One that may break their friendship apart.

And that’s not even counting what will happen once my dad finds out.

Getting back to the bakery, I realize I can’t take the test here. I don’t want to. So we slip into Mallory’s car, where I clutch the box in both hands, feeling like it’s something closer to a grenade waiting to detonate than a few pregnancy test kits.

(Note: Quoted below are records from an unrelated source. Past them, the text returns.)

Issue #3084, opened 2021-10-28
Crash on TransportManager Firebase Perf


stevenfredian:
* Android Studio version: _____
  * Firebase Component: Performance
  * Component version: 19.0.11

**Describe the problem**
We are getting following crash on Crashlytics for good number of users with Android OS 8.1.0 only, since we upgrade bom version 26.0.0 to 26.2.0.

Could you please help us, since its happening on multiple users.

<img width="1104" alt="Screen Shot 2021-10-28 at 09 46 57" src="https://user-images.githubusercontent.com/15241939/139179779-c67d3829-52bb-4969-b64f-c689267a7e12.png">

<img width="330" alt="Screen Shot 2021-10-28 at 10 10 51" src="https://user-images.githubusercontent.com/15241939/139179787-28254785-1586-46ae-9ea8-12d03345761a.png">

We already tried several ways, but we could'nt reproduce it.

stevenfredian:
Thanks for the feedback, @argzdev . 
Unfortunately we cannot replicate the issue

stevenfredian:
Thank you, @argzdev .

stevenfredian:
Thank you, @argzdev .

We are using version 30.

We've already try, but we couldn't reproduce it on our codebase, eventhough with 8.1.0 os devices.
But we will try to reproduce with MCVE one.
I'll let you know as soon as possible.

stevenfredian:
Hi @argzdev , unfortunately we cannot reproduce it with emulator and our existing device.

argzdev:
Hello @stevenfredian, thanks for trying to reproduce the issue. Just to confirm, did your users still encounter this type of issue after using the latest sdk?

stevenfredian:
Hi @argzdev , i check on latest bom version (29.0.0), still using Firebase Performance 20.0.3 which has no changes on related function.
So i guess users will still encounter this issue as well.

stevenfredian:
Hi @argzdev , could you please elaborate the current status?

visumickey:
@stevenfredian Looks like the changes made by @argzdev is not submitted due to CI restrictions. I've made a similar change and will push this in quick to rollout the fix.

argzdev:
Hi @stevenfredian, the fix has been merged and will be included in the next release. I can't provide any specific timeline to when this feature will be available, but you may keep an eye out on our [release notes](https://firebase.google.com/support/release-notes/android) or open a new ticket once you still encounter the issue.

[...]

PR #3151, opened 2021-11-19
String format with decimal issue in Android 8.1.0

argzdev:
Speculative fix for issue #3084. NullPointerException is encountered specifically on Android version 8.1.0, this is due to String.format inserted with Double values.

The proposed fix is to use DecimalFormat to format the values before being inserted in String.format


visumickey (approved):
Since this is speculative fix, the changes LGTM. The changes are harmless even if the fix does not resolve the issue. We can merge as soon as the PR goes green.

I'm working to see what can be done for the CLA.

argzdev:
Hi @visumickey, thank you for the approval. Unfortunately, after discussing with my team, it looks like there was an issue with the author email(personal email) I used when committing the change, as a result this might cause an issue with the CLA. So in order to avoid this, I created another PR with the correct details:

https://github.com/firebase/firebase-android-sdk/pull/3176

I'll close this now. Thank you!

PR #3153, opened 2021-11-19
Store per-user state for indexes

schmidt-sebastian:
This PR moves the "how updated is the index?" state from the index table to a per-user table and adds a sequence number. This allows the backfiller to process all index entries independently for each user.

### DIFF
--- a/firebase-firestore/src/main/java/com/google/firebase/firestore/local/IndexManager.java
+++ b/firebase-firestore/src/main/java/com/google/firebase/firestore/local/IndexManager.java
@@ -15,12 +15,12 @@
 package com.google.firebase.firestore.local;
 
 import androidx.annotation.Nullable;
-import com.google.firebase.Timestamp;
 import com.google.firebase.firestore.core.Target;
 import com.google.firebase.firestore.model.Document;
 import com.google.firebase.firestore.model.DocumentKey;
 import com.google.firebase.firestore.model.FieldIndex;
 import com.google.firebase.firestore.model.ResourcePath;
+import com.google.firebase.firestore.model.SnapshotVersion;
 import java.util.Collection;
 import java.util.List;
 import java.util.Set;
@@ -87,14 +87,22 @@ public interface IndexManager {
   /** Returns the documents that match the given target based on the provided index. */
   Set<DocumentKey> getDocumentsMatchingTarget(FieldIndex fieldIndex, Target target);
 
-  /** Returns the next collection group to update. */
+  /**
+   * Returns the next collection group to update. Returns {@code null} if no group exists or the
+   * next collection group is already at {@code maxSequenceNumber}.
+   */
   @Nullable
-  String getNextCollectionGroupToUpdate(Timestamp lastUpdateTime);
+  String getNextCollectionGroupToUpdate(long maxSequenceNumber);
+
+  /** Updates the sequence number for the collection group and sets its latest read time. */
+  void updateCollectionGroup(String collectionGroup, long sequenceNumber, SnapshotVersion readTime);
 
   /**
    * Updates the index entries for the provided documents and corresponding field indexes until the
-   * cap is reached. Updates the field indexes in persistence with the latest read time that was
-   * processed.
+   * cap is reached.
    */
   void updateIndexEntries(Collection<Document> documents);
+
+  /** Returns the largest currently used sequence number (as used by the backfiller). */
+  long getHighestSequenceNumber();
 }
--- a/firebase-firestore/src/main/java/com/google/firebase/firestore/local/IndexManager.java
+++ b/firebase-firestore/src/main/java/com/google/firebase/firestore/local/IndexManager.java
@@ -87,22 +87,16 @@ public interface IndexManager {
   /** Returns the documents that match the given target based on the provided index. */
   Set<DocumentKey> getDocumentsMatchingTarget(FieldIndex fieldIndex, Target target);
 
-  /**
-   * Returns the next collection group to update. Returns {@code null} if no group exists or the
-   * next collection group is already at {@code maxSequenceNumber}.
-   */
+  /** Returns the next collection group to update. Returns {@code null} if no group exists. */
   @Nullable
-  String getNextCollectionGroupToUpdate(long maxSequenceNumber);
+  String getNextCollectionGroupToUpdate();
 
-  /** Updates the sequence number for the collection group and sets its latest read time. */
-  void updateCollectionGroup(String collectionGroup, long sequenceNumber, SnapshotVersion readTime);
+  /** Sets the collection group's latest read time. */
+  void updateCollectionGroup(String collectionGroup, SnapshotVersion readTime);
 
   /**
    * Updates the index entries for the provided documents and corresponding field indexes until the
    * cap is reached.
    */
   void updateIndexEntries(Collection<Document> documents);
-
-  /** Returns the largest currently used sequence number (as used by the backfiller). */
-  long getHighestSequenceNumber();
 }
--- a/firebase-firestore/src/main/java/com/google/firebase/firestore/local/IndexManager.java
+++ b/firebase-firestore/src/main/java/com/google/firebase/firestore/local/IndexManager.java
@@ -91,7 +91,13 @@ public interface IndexManager {
   @Nullable
   String getNextCollectionGroupToUpdate();
 
-  /** Sets the collection group's latest read time. */
+  /**
+   * Sets the collection group's latest read time.
+   *
+   * <p>This method updates the read time for all field indices for the collection group and
+   * increments their sequence number. Subsequent calls to {@link #getNextCollectionGroupToUpdate()}
+   * will return a different collection group (unless only one collection group is configured).
+   */
   void updateCollectionGroup(String collectionGroup, SnapshotVersion readTime);
 
   /**
--- a/firebase-firestore/src/main/java/com/google/firebase/firestore/local/SQLiteIndexManager.java
+++ b/firebase-firestore/src/main/java/com/google/firebase/firestore/local/SQLiteIndexManager.java
@@ -102,7 +102,8 @@ final class SQLiteIndexManager implements IndexManager {
     // on how up to date the index is.
     db.query(
             "SELECT index_id, sequence_number, read_time_seconds, read_time_nanos "
-                + "FROM index_state WHERE uid = ?").binding(uid)
+                + "FROM index_state WHERE uid = ?")
+        .binding(uid)
         .forEach(
             row -> {
               int indexId = row.getInt(0);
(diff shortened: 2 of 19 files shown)


firebase-firestore/src/main/java/com/google/firebase/firestore/local/SQLiteSchema.java
```diff
@@ -365,45 +364,39 @@ private void createV1RemoteDocumentCache() {
    */
   private void createFieldIndex() {
     ifTablesDontExist(
-        new String[] {"index_configuration", "index_entries"},
+        new String[] {"index_configuration", "index_state", "collection_state", "index_entries"},
```
thebrianchen, line 367: remove `collection_state`

firebase-firestore/src/main/java/com/google/firebase/firestore/local/SQLiteSchema.java
```diff
@@ -365,45 +364,39 @@ private void createV1RemoteDocumentCache() {
...
-                  + "update_time_nanos INTEGER, "
                   + "PRIMARY KEY (index_id))");
 
-          // The index entries table only has a single primary index. `array_value` should be set
-          // for all queries.
+          // Per index per user state to track the backfill state for each index
+          db.execSQL(
+              "CREATE TABLE index_state ("
+                  + "uid TEXT, "
+                  + "index_id INTEGER, " // Name of the collection group.
```
thebrianchen, line 381: you mean the index id of the field index right?

firebase-firestore/src/main/java/com/google/firebase/firestore/local/IndexManager.java
```diff
@@ -87,14 +87,16 @@
   /** Returns the documents that match the given target based on the provided index. */
   Set<DocumentKey> getDocumentsMatchingTarget(FieldIndex fieldIndex, Target target);
 
-  /** Returns the next collection group to update. */
+  /** Returns the next collection group to update. Returns {@code null} if no group exists. */
   @Nullable
-  String getNextCollectionGroupToUpdate(Timestamp lastUpdateTime);
+  String getNextCollectionGroupToUpdate();
+
+  /** Sets the collection group's latest read time. */
```
thebrianchen, line 94: Update comment to include the fact that it updates all field indexes' index state that match the collection group + include the part where it updates the sequence counter as well

firebase-firestore/src/main/java/com/google/firebase/firestore/local/SQLiteIndexManager.java
```diff
@@ -147,117 +169,51 @@ public void addToCollectionParentIndex(ResourcePath collectionPath) {
...
         nextIndexId,
         index.getCollectionGroup(),
-        encodeSegments(index),
-        index.getUpdateTime().getTimestamp().getSeconds(),
-        index.getUpdateTime().getTimestamp().getNanoseconds());
-
-    // TODO(indexing): Use a 0-counter rather than the timestamp.
-    setCollectionGroupUpdateTime(index.getCollectionGroup(), SnapshotVersion.NONE.getTimestamp());
-
+        encodeSegments(index));
```
thebrianchen, line 184: When we add a new field index, we will want to create an index_state entry right away if it doesn't exist. Otherwise, the index only lives in the memoized memory table and not the persistence table. We currently fetch the index configurations and merge it with the stored index_states, but could we simplify the logic if we wrote new field indexes to the index_state table right away?

firebase-firestore/src/main/java/com/google/firebase/firestore/local/SQLiteSchema.java
```diff
@@ -365,45 +364,39 @@ private void createV1RemoteDocumentCache() {
...
+                  + "sequence_number INTEGER, " // Specifies the order of updates
+                  + "read_time_seconds INTEGER, " // Time of last index backfill update
```
thebrianchen, line 383: nit: be more specific with comment: last processed RDC read time of last backfill update 

currently, there's some confusion with which time is being stored

firebase-firestore/src/main/java/com/google/firebase/firestore/local/SQLiteSchema.java
```diff
@@ -365,45 +364,39 @@ private void createV1RemoteDocumentCache() {
...
+                  + "read_time_nanos INTEGER, "
+                  + "PRIMARY KEY (uid, index_id))");
+
+          // The index entries stores the encoded entries for all fields. The table only has a
```
thebrianchen, line 387: nit: The index entries table*

firebase-firestore/src/main/java/com/google/firebase/firestore/local/SQLiteSchema.java
```diff
@@ -365,45 +364,39 @@ private void createV1RemoteDocumentCache() {
...
-    ifTablesDontExist(
-        new String[] {"collection_group_update_times"},
-        () -> {
           db.execSQL(
-              "CREATE TABLE collection_group_update_times ("
-                  + "collection_group TEXT, " // Name of the collection group.
-                  + "update_time_seconds INTEGER," // Time of last index backfill update
-                  + "update_time_nanos INTEGER,"
-                  + "PRIMARY KEY (collection_group))");
+              "CREATE INDEX read_time ON remote_documents(read_time_seconds, read_time_nanos)");
```
thebrianchen, line 399: Can we just add the read_time index on the table with out prepopulating the fields?

firebase-firestore/src/main/java/com/google/firebase/firestore/local/SQLiteSchema.java
```diff
@@ -365,45 +364,39 @@ private void createV1RemoteDocumentCache() {
    */
   private void createFieldIndex() {
     ifTablesDontExist(
-        new String[] {"index_configuration", "index_entries"},
+        new String[] {"index_configuration", "index_state", "collection_state", "index_entries"},
         () -> {
-          // TODO(indexing): Do we need to store a different update time per user? We need to ensure
-          // that we index mutations entries for all users.
+          // Global configuration for all existing indices
```
thebrianchen, line 369: s/indices/field indexes

firebase-firestore/src/main/java/com/google/firebase/firestore/local/SQLiteIndexManager.java
```diff
@@ -88,21 +95,36 @@ public void start() {
...
     }
 
+    Map<Integer, FieldIndex.IndexState> indexStates = new HashMap<>();
+
+    // Fetch all index states if persisted for the user.
     db.query(
-            "SELECT index_id, collection_group, index_proto, update_time_seconds, "
-                + "update_time_nanos FROM index_configuration")
+            "SELECT index_id, sequence_number, read_time_seconds, read_time_nanos "
+                + "FROM index_state WHERE uid = ?")
```
thebrianchen, line 103: Don't you need a binding for uid? Surprised the tests pass.

firebase-firestore/src/main/java/com/google/firebase/firestore/local/SQLiteIndexManager.java
```diff
@@ -147,117 +169,51 @@ public void addToCollectionParentIndex(ResourcePath collectionPath) {
   public void addFieldIndex(FieldIndex index) {
     hardAssert(started, "IndexManager not started");
 
-    int nextIndexId = memoizedMaxId + 1;
+    int nextIndexId = memoizedMaxIndexId + 1;
```
thebrianchen, line 172: I am confused about how we initialize memoizedIndexId. It's currently initialized to 1, but where do we read the current max value from the table? FWIU, we're setting new field indexes to indexid 0 across restarts.

I have the same question for memoizedMaxSequenceNumber. I'm not sure where we're reading the initial value from persistence.

firebase-firestore/src/main/java/com/google/firebase/firestore/local/SQLiteIndexManager.java
```diff
@@ -88,21 +95,36 @@ public void start() {
...
+
+    // Fetch all index states if persisted for the user.
     db.query(
-            "SELECT index_id, collection_group, index_proto, update_time_seconds, "
-                + "update_time_nanos FROM index_configuration")
+            "SELECT index_id, sequence_number, read_time_seconds, read_time_nanos "
+                + "FROM index_state WHERE uid = ?")
+        .forEach(
+            row -> {
+              int indexId = row.getInt(1);
```
thebrianchen, line 106: row.getInt(0) maps to indexid

firebase-firestore/src/main/java/com/google/firebase/firestore/local/SQLiteIndexManager.java
```diff
@@ -88,21 +95,36 @@ public void start() {
...
             row -> {
               try {
                 int indexId = row.getInt(0);
                 String collectionGroup = row.getString(1);
                 List<FieldIndex.Segment> segments =
                     serializer.decodeFieldIndexSegments(Index.parseFrom(row.getBlob(2)));
-                SnapshotVersion updateTime =
-                    new SnapshotVersion(new Timestamp(row.getLong(3), row.getInt(4)));
-
+                FieldIndex.IndexState indexState =
```
thebrianchen, line 122: optional: can you add a comment here that describes why we need this?

Initially I thought it was strange that we didn't just set the index state directly when we created a field index, and instead had this misdirection and check. After thinking about it, i realized that a new user might have not have an index state created for the existing field index, which is why we need this, but I'm afraid I'll forget this by next week.

firebase-firestore/src/main/java/com/google/firebase/firestore/local/SQLiteIndexManager.java
thebrianchen: Update, realized we take care of this in memoizeIndex(). Could you document that somewhere? The call to `memoizeIndex` is hidden  deep inside `start()`, and it'd be helpful to clarify that the memoized max counter values are only calculated when we memoize.

However, this also creates a potential problem. What happens if a user's max index id or seq number is not the global max for the table? won't we start overriding the existing counter values? I think it is safer to check for the memoized max ids as separate SELECT MAX calls from the table during start().

thebrianchen (changes requested):
First pass. Haven't looked at the tests yet, but had some initial feedback for the implementation + some questions.

firebase-firestore/src/main/java/com/google/firebase/firestore/local/SQLiteIndexManager.java
thebrianchen: Not sure if it is within scope for this PR, but we need a TODO somewhere to write tests for user changes.

firebase-firestore/src/main/java/com/google/firebase/firestore/local/SQLiteSchema.java
schmidt-sebastian: Done

thebrianchen (approved):
lgtm, thanks for explaining some of the questions i had

firebase-firestore/src/main/java/com/google/firebase/firestore/local/SQLiteIndexManager.java
```diff
@@ -663,14 +609,27 @@ private boolean isInFilter(Target target, FieldPath fieldPath) {
...
+      FieldIndex updatedIndex =
+          FieldIndex.create(
+              fieldIndex.getIndexId(),
+              fieldIndex.getCollectionGroup(),
+              fieldIndex.getSegments(),
+              FieldIndex.IndexState.create(memoizedMaxSequenceNumber, readTime));
+      db.execute(
+          "REPLACE INTO index_state (index_id, uid,  sequence_number, "
+              + "read_time_seconds, read_time_nanos) VALUES(?, ?, ?, ?, ?)",
+          collectionGroup,
```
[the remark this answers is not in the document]
schmidt-sebastian: Holy !$#1! So there was a test for this that should have caught this - the `testChangeUser()`. The only problem is that it called `updateCollectionGroup` with the first index. When we then call `start()` we call `row.getInt()`. The value is actually `coll1`, but `getInt()` returns `0`, which happens to be the right value. I changed the test to modify the second index instead.

Thanks so much for spotting!

PR #3157, opened 2021-11-20
Don't initialize tracer until device is unlocked.

vkryachko:


firebase-datatransport/src/main/java/com/google/firebase/datatransport/TransportRegistrar.java
```diff
@@ -22,21 +22,23 @@
...
         Component.builder(TransportFactory.class)
             .add(Dependency.required(Context.class))
             .factory(
                 c -> {
                   TransportRuntime.initialize(c.get(Context.class));
                   return TransportRuntime.getInstance().newFactory(CCTDestination.LEGACY_INSTANCE);
                 })
-            .build());
+            .build(),
+        LibraryVersionComponent.create("fire-transport", BuildConfig.VERSION_NAME));
```
yifanyang, line 42: Is this related to this pull request?

yifanyang (approved):

firebase-datatransport/src/main/java/com/google/firebase/datatransport/TransportRegistrar.java
vkryachko: Not exactly, but it makes us to measure how long firelog takes to start, will keep it for now.

PR #307, opened 2020-05-06
Don't start trials for failed builds

### LINKED ISSUE #112: afl++ shows up on openssl_x509 benchmark in 2020-03-11 report even though build is broken
See https://www.fuzzbench.com/reports/2020-03-11/index.html
As i reported in #110 the afl++/openssl_x509 failed.
I assume FuzzBench used old docker image. I need to change things to not run trials for a fuzzer,benchmark pair when the build fails.

jonathanmetzman:
Don't start a trial (or save it to the db) for a fuzzer-benchmark
if the build failed (not counting builds that fail but succeed on a
retry).
Fixes #112.

### DIFF
--- a/experiment/dispatcher.py
+++ b/experiment/dispatcher.py
@@ -16,7 +16,6 @@
 configuration, spawns a runner VM for each benchmark-fuzzer combo, and then
 records coverage data received from the runner VMs."""
 
-import itertools
 import multiprocessing
 import os
 import posixpath
@@ -48,8 +47,7 @@ def create_work_subdirs(subdirs: List[str]):
 
 
 def _initialize_experiment_in_db(experiment: str, git_hash: str,
-                                 benchmarks: List[str], fuzzers: List[str],
-                                 num_trials: int):
+                                 trials: List[models.Trial]):
     """Initializes |experiment| in the database by creating the experiment
     entity and entities for each trial in the experiment."""
     db_utils.add_all([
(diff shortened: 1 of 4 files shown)


experiment/dispatcher.py
```diff
@@ -75,22 +67,44 @@ class Experiment:
...
+    # This call will raise an exception if the images can't be built which will
+    # halt the experiment.
+    builder.build_base_images()
+
+    # Only build fuzzers for benchmarks whose measurers built successfully.
+    benchmarks = builder.build_all_measurers(benchmarks)
+    build_successes = builder.build_all_fuzzer_benchmarks(fuzzers, benchmarks)
+    experiment_name = experiment_utils.get_experiment_name()
+    trials = []
+    for fuzzer, benchmark in build_successes:
```
inferno-chromium, line 98: Do we log_error when things fail ? i think we should remember to check these after an experimetn run.

experiment/dispatcher.py
```diff
@@ -75,22 +67,44 @@ class Experiment:
...
-                                     self.fuzzers, self.config['trials'])
+        self.num_trials = self.config['trials']
+        self.experiment_name = self.config['experiment']
+        self.git_hash = self.config['git_hash']
 
         self.web_bucket = posixpath.join(self.config['cloud_web_bucket'],
                                          experiment_utils.get_experiment_name())
 
 
+def build_for_trials(fuzzers: List[str], benchmarks: List[str],
```
inferno-chromium, line 84: build_images_for_trials ?

experiment/test_dispatcher.py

The drive to her apartment feels like forever and no time at all. She keeps glancing at me out of the corner of her eye, but she doesn’t say anything.

In a way, I’m grateful for the silence because I can’t handle meaningless conversation right now and I definitely can’t handle discussing anything serious.

By the time we get inside her apartment, my nerves are so fried they’re almost humming.

Her bathroom is small with bright wallpaper, smelling faintly of eucalyptus soap that makes the nausea worse.

I tear into the box with clumsy fingers, almost dropping the contents onto the tile.

Two tests. Two chances to decide my fate.

God, I hope she’s fucking wrong.

I do what I have to do, then set the stick down on the counter, the little screen turned away from me like I can trick it into staying blank.

Mallory stands just inside the doorway with me, arms folded over her chest in the same stiff posture she’s had since the bakery.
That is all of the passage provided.